Przydalby sie jeden sygnal elektryczny (styk) z calego Legalettu, ktory w okresie cieplejszym uruchamialby piec, ktory to z kolei "czasami mysli" ze jest za cieplo i nie chce grzac  :wink: 



Na marginesie po szeciu latach uzytkowania przy 6 osobach w domu (5 doroslych + jeden nieletni) calkowite zuzycie gazu do ogrzewania + CWU + gotowanie jest 11730 m3


Nie mam pojecia czy to duzo czy malo dla domu o powierzchni okolo 180 m2 ale zawsze wszyscy goscie przychodzacy mowia, ze u Nas w domu jest cieplo.


Powodzenia na budowie

----------


## yesa

Witam, w ubiegłym roku odziedziczyłam dom z fundamentem grzewczym legalett, 130 metrów kwadratowych z użytkowym poddaszem (niewykończonym). Ponieważ nikt tu nie mieszkał od października 2017, system był ustawiony na 12 stopni. Raz w miesiącu wpadał ktoś na tydzień i wtedy ustawiało się na 20 stopni ( dwa dni zanim temperatura dochodziła do 19 stopni) W domu wszystko inne wyłączone. Rachunki za to minimalne ogrzewanie mnie powaliły....1534.18 zł za X i XI (2544 kWh), 2446.77 zł za XII i I (4055 kWh), 1683.88 zł za II i III (2776 kWh). Taryfa jest stała i ogrzewanie było ustawione, że jest włączone cały czas i ma utrzymywać te 12 stopni. 

Zbliża się sezon grzewczy, dom znowu będzie stał pusty...i aż mi skóra cierpnie na myśl o opłatach.

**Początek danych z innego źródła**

PR #203, opened 2023-09-12
File 404/parallelize test runner

LukasPukenis:
Basically, there's one big commit I found trouble splitting into self-contained parts, it's committed message describes the inner stuff.

**TLDR**:
- tests are executed in parallel with `--scenarios-at-once` flag. Default value is bigger than existing scenario count.
- test files moved to docker image as `dd` was super slow in parallel that it actually froze my machine several times
- ipv6 test and special file symbol tests are failing, some tests are flaky but it's usual in our case.
- All test cases run in a pretty short amount of time(CI took just above 3 minutes)

Given that there are no glaring issues, I will fix the remaining issues.


matszczygiel:
I have a suspicion as to why the IPv6 test does not work. There are two networks in the container, one IPv4 and one IPv6.
For the IPv6 tests the socket is connecting to the IPv6 peer but I suspect they themselves bind to the IPv4 adapter, thus they cannot reach the peer.
Previously there was only one network in the container thus they were binding correctly

test/Makefile
```diff
@@ -15,11 +18,14 @@ build:
 
 # Build the project with coverage instrumentation
 build-coverage:
-	CARGO_INCREMENTAL=0 RUSTFLAGS="$(RUSTFLAGS_COVERAGE)" cargo build $(FEATURES)
+	CARGO_INCREMENTAL=0 RUSTFLAGS="$(RUSTFLAGS_COVERAGE)" cargo +nightly build $(FEATURES)
 
 # Test the project
 test: build
```
matszczygiel, line 24: Can you include the `build-image` stage or something that builds the docker image automatically?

Proszę o radę jak zoptymalizować ten system.

Czy te opłaty i zużycie prądu jest porównywalne do waszego zużycia?

Dziękuję z góry za wszelką pomoc i informacje

----------


## kkwapcio

> Witam, w ubiegłym roku odziedziczyłam dom z fundamentem grzewczym legalett, 130 metrów kwadratowych z użytkowym poddaszem (niewykończonym). Ponieważ nikt tu nie mieszkał od października 2017, system był ustawiony na 12 stopni. Raz w miesiącu wpadał ktoś na tydzień i wtedy ustawiało się na 20 stopni ( dwa dni zanim temperatura dochodziła do 19 stopni) W domu wszystko inne wyłączone. Rachunki za to minimalne ogrzewanie mnie powaliły....1534.18 zł za X i XI (2544 kWh), 2446.77 zł za XII i I (4055 kWh), 1683.88 zł za II i III (2776 kWh). Taryfa jest stała i ogrzewanie było ustawione, że jest włączone cały czas i ma utrzymywać te 12 stopni. 
> 
> Zbliża się sezon grzewczy, dom znowu będzie stał pusty...i aż mi skóra cierpnie na myśl o opłatach.
> 
> Proszę o radę jak zoptymalizować ten system.
> 
> Czy te opłaty i zużycie prądu jest porównywalne do waszego zużycia?
> 
> Dziękuję z góry za wszelką pomoc i informacje


Nie absolutnie, nie!
Ja mam ogrzewanie gazowe do Legalett więc inna bajka ale sprawdziłbym czy:
1. wentylatory chodzą oba cały czas - jeśli tak to podejrzane... bo nie może dogrzać.
2. Temperaturę przy podłodze i przy suficie - przy dobrze docieplonym domu powinno być 1-2 stopnie róznicy - jak jest więcej to albo gdzieś ucieka ciepło, albo (w przypadku np nowych domów) ściany są mokre / nie wyschły.
3. No i generalnie sprawdzić gdzie może uciekać ciepło. Może kamerą termowizyjną? - taka usługa kosztuje ok 300 zł.
Jeśli powyższe 3 punkty nic nie wniosą to może coś jest nie tak z grzałkami?... ale to niech Legalett podpowie....

Powodzenia

----------


## Kaizen

> z użytkowym poddaszem (niewykończonym)


Czy to oznacza, ze również izolacji brak?
Jezeli tak, to kup wełnę w rolkach i rozwin na stropie. Jak przyjdzie czas, to uzyjesz jej do ocieplenia polaci.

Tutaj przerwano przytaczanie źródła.